Global property and casualty insurance rates increased by less than one percent for major lines during the third quarter this year, indicating that prices may be stabilizing, says a report from insurance broker Marsh.
The four-page report, released today, says the cost of insurance for major lines increased 0.9 percent during the third quarter compared to 2012's second quarter.
Marsh says in its Global Insurance Market Quarterly Briefing that its index is a composite of changes in insurance in 20 markets globally over a 12-month rolling period.
The report says that renewal rates rose 1.4 percent in the quarter, the same rate of increase as the second quarter.
Andrew Chester, chief executive officer of Bowring Marsh, says, “With capacity and appetite for well-managed risk still strong, insureds are still able to achieve favorable results on renewal in many lines of business.”

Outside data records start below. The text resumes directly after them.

PR #423, opened 2021-05-10
JAMES-XXXX Handle JMAP WebSocket ping

LanKhuat:


server/protocols/jmap-rfc-8621/src/main/scala/org/apache/james/jmap/core/JmapRfc8621Configuration.scala
```diff
@@ -25,28 +25,33 @@ import org.apache.commons.configuration2.Configuration
...
 
+import scala.concurrent.duration.Duration
+
 object JmapRfc8621Configuration {
   val LOCALHOST_URL_PREFIX: String = "http://localhost"
   val UPLOAD_LIMIT_30_MB: MaxSizeUpload = MaxSizeUpload.of(Size.of(30L, Size.Unit.M)).get
-  val LOCALHOST_CONFIGURATION: JmapRfc8621Configuration = JmapRfc8621Configuration(LOCALHOST_URL_PREFIX, UPLOAD_LIMIT_30_MB)
+  val LOCALHOST_CONFIGURATION: JmapRfc8621Configuration = JmapRfc8621Configuration(LOCALHOST_URL_PREFIX, None, UPLOAD_LIMIT_30_MB)
   val URL_PREFIX_PROPERTIES: String = "url.prefix"
+  val WEBSOCKET_INTERVAL_PROPERTIES: String = "websocket.ping.interval"
```
chibenwa, line 35: We need to document this option in `docs/modules/servers/pages/distributed/configure/jmap.adoc` and in `src/site/xdoc/server/config-jmap.xml`

server/protocols/jmap-rfc-8621/src/main/scala/org/apache/james/jmap/core/JmapRfc8621Configuration.scala
```diff
@@ -25,28 +25,33 @@ import org.apache.commons.configuration2.Configuration
...
   val UPLOAD_LIMIT_PROPERTIES: String = "upload.max.size"
 
   def from(configuration: Configuration): JmapRfc8621Configuration = {
     JmapRfc8621Configuration(
       urlPrefixString = Option(configuration.getString(URL_PREFIX_PROPERTIES)).getOrElse(LOCALHOST_URL_PREFIX),
+      pingInterval = Option(configuration.getString(WEBSOCKET_INTERVAL_PROPERTIES)).map(Duration.apply),
```
chibenwa, line 41: We have a `DurationParser`

server/protocols/jmap-rfc-8621/src/main/scala/org/apache/james/jmap/routes/WebSocketRoutes.scala
```diff
@@ -110,10 +111,17 @@ class WebSocketRoutes @Inject() (@Named(InjectionKeys.RFC_8621) val authenticato
...
 
-    out.sendString(
+    val applicativeMessages: SFlux[OutboundMessage] =
       SFlux.merge(Seq(responseFlux, sink.asFlux()))
-        .map(ResponseSerializer.serialize)
-        .map(Json.stringify))
+
+    val pings: SFlux[OutboundMessage] = configuration.pingInterval
+      .map(any => SFlux.interval(any)
+        .map(_ => PingMessage(???)))
```
chibenwa, line 119: We can use the value 'long' generated by the ping interval to generate the ping payload

chibenwa:
We need to check pong responses, and ensures that we receive one push response every `2 x` the ping interval.

chibenwa:
> We need to check pong responses, and ensures that we receive one push response every 2 x the ping interval.

I wonder if that is necessary. With TCP if the connection is closed, we would get an error while sending the ping to the client, which should be enough for detection (unless the client is a kinda zombie accepting TCP connections but nothing else).

This would likely be acceptable as "eventSource" send solely a ping, without feedback from the client.

chibenwa (commented):
No tests?

LanKhuat:
> No tests?

Still fail to compile. i'm working on it.

rouazana:
> I wonder if that is necessary. With TCP if the connection is closed, we would get an error while sending the ping to the client, which should be enough for detection (unless the client is a kinda zombie accepting TCP connections but nothing else).

It's a common case that middle network equipment drop connections instead of closing them. In this case, you won't get noticed unless you set correctly your timeouts (with is never the default unfortunately).

There are several ways to reproduce this behavior if you want. Here are some examples:
- configure iptables to drop tcp packets
- contact a server (humm in your case it a client) and pause it with Ctrl-Z

chibenwa:
Then I am very curious to know how it would be different from https://jmap.io/spec-core.html#event-source

With the keepalive being implemented with an uni-directional ping...

server/protocols/jmap-rfc-8621-integration-tests/distributed-jmap-rfc-8621-integration-tests/src/test/resources/jmap.properties
```diff
@@ -1,4 +1,4 @@
 # Configuration urlPrefix for JMAP routes.
 url.prefix=http://domain.com
-websocket.ping.interval=20s
+websocket.ping.interval=2s
```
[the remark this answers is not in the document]
LanKhuat: i'm afraid that a interval too short would affect other tests... will try anyway

Arsnael:
What is left to do here except maybe testing with Gatling? 

I reverted the last commit. Maybe on the CI it was fine but locally for the distributed tests some were unstable, regarding the way some tests are being built. Like we would sometimes expect 3 responses on the websocket after sending some requests threw it, but if your ping interval is low enough, you would get some ping responses mixed instead, which fails the assert of the test.

chibenwa:
> What is left to do here except maybe testing with Gatling?

Ensure that we receive pong responses to our pings. If we do not receive a pong during too ping intervals then we can close the connection.

Arsnael:
I have been thinking again... Do we need at all this PR? It feels like reactor netty is managing that out of the box somehow, if you send it a ping, it answers a pong... And when I tested with websocat, I had that issue of having a closing connection. But when I added the ping option I think it was not closing anymore... 

I will check again tomorrow but I think it works that way... Regarding Gatling though, could not find a way to send a ping... But Didn't have much time to look, will dig more tomorrow.

chibenwa:
> I have been thinking again... Do we need at all this PR?

We need it to support clients that do not send websocket PINGs. This is the case EG of Gatling during performance tests. Now it this a real need? Or a corner case we can ignore because all real clients maintains PING? The question seems open to me.

> It feels like reactor netty is managing that out of the box somehow, if you send it a ping, it answers a pong...

The problem is when the client do not send PING. Eg Gatling.

> I will check again tomorrow but I think it works that way... Regarding Gatling though, could not find a way to send a ping... But Didn't have much time to look, will dig more tomorrow.

Maybe we could send a dummy echo method ?

---------

Speaking with @tuanlc Javascript clients typically generate ping messages

He had been solving similar problems with Gatling, he investigates :-)

Arsnael:
Sweet to have Tuan's expertice for the client side :)

Also for gatling yeah there seems no mechanism of ping/pong (but then can we send a pong from gatling if we send it a ping? it feels like quite complicated to do and manage I think potentially). But there is a method `wsReconnect` though, that will reconnect everytime the connection drops. Not sure how it works, maybe can do the trick for Gatling?

chibenwa:
> But there is a method wsReconnect though, that will reconnect everytime the connection drops. Not sure how it works, maybe can do the trick for Gatling?

You can try yes.

Otherwise just do JMAP echoes on a 20 second basis?

Arsnael:
So will close this PR after discussions. The rational being:
- the RFC does not really states who is responsible for sending the ping
- the trend nowadays seems to be clients send a ping and server answers with a pong. And Reactor netty does that already
- we should adapt the gatling test to send regularly echo jmap methods (as Gatling doesn't seem to manage that mechanism), that could act as a ping/pong mechanism to keep the connection alive, in case infra running James has some limitations in terms of idle timeout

Among some of the report's highlights:
- Financial and professional insurance rates rose 1.9 percent in the third quarter, in contrast to almost flat renewals for the second quarter.
- A benign natural catastrophe season kept increases to an average of 1.2 percent on property-insurance renewals for the third quarter. Insureds with a clean history “were more likely to experience flat renewals.” While the majority of U.S. commercial accounts experienced rate increases on their property-insurance renewals, the lack of hurricane activity “restricted” insurers' efforts to obtain additional increases.
- Casualty-insurance rates rose 1.2 percent on renewal for the period, higher than 0.8 percent in the second quarter. The report notes that “underwriters continue to show caution around particular risks,” such as fracking and cyber liabilities.
The report says U.S. companies were more likely to experience rate increases than decreases in major lines of insurance for the second quarter in a row.
Turning to excess-casualty lines, Marsh says more clients saw rate increases in this line compared to the previous quarter.
The report says that there are capacity issues concerning the global-energy market as companies are closely managing their exposures in that line of business after substantial losses over the past several years.
“Insurers are struggling to provide sufficient insurance capacity for the growing number of mega-energy projects—those with capital expenditure of more than $5 billion,” says the report. These clients are also willing to self-insure if they cannot find acceptable terms among insurers.
However, midsize energy projects, valued between $500 million and $5 billion, are enjoying the benefits of “fierce levels of competition among insurers.”
Directors and officers insurance coverage in the United States experienced increases of as high as 10 percent, the report says. While the number of securities lawsuits remained stable, increases in legal fees put pressure on insurers.
“Much of this increase can be attributed to larger and more complex cases coupled with higher legal billing rates,” says the report. “As a result, in the U.S. market, primary rates are trending upwards.”